▶ [Work instructions]:
Below are some entries; set them all down exactly.

▶ [Dataset]:
..........

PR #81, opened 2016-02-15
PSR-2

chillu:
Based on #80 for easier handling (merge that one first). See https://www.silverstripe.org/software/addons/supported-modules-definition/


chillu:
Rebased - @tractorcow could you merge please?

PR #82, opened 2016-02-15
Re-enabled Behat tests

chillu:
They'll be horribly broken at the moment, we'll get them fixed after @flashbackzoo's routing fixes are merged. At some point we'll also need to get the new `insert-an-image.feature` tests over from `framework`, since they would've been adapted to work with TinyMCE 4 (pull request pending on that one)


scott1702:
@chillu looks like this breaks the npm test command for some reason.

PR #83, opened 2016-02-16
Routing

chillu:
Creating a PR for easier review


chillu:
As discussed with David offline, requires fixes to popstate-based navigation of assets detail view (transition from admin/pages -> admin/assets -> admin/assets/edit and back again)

..........

▶ [Exercise answer]:
PR #81, opened 2016-02-15
PSR-2

chillu:
Based on #80 for easier handling (merge that one first). See https://www.silverstripe.org/software/addons/supported-modules-definition/


chillu:
Rebased - @tractorcow could you merge please?

PR #82, opened 2016-02-15
Re-enabled Behat tests

chillu:
They'll be horribly broken at the moment, we'll get them fixed after @flashbackzoo's routing fixes are merged. At some point we'll also need to get the new `insert-an-image.feature` tests over from `framework`, since they would've been adapted to work with TinyMCE 4 (pull request pending on that one)


scott1702:
@chillu looks like this breaks the npm test command for some reason.

PR #83, opened 2016-02-16
Routing

chillu:
Creating a PR for easier review


chillu:
As discussed with David offline, requires fixes to popstate-based navigation of assets detail view (transition from admin/pages -> admin/assets -> admin/assets/edit and back again)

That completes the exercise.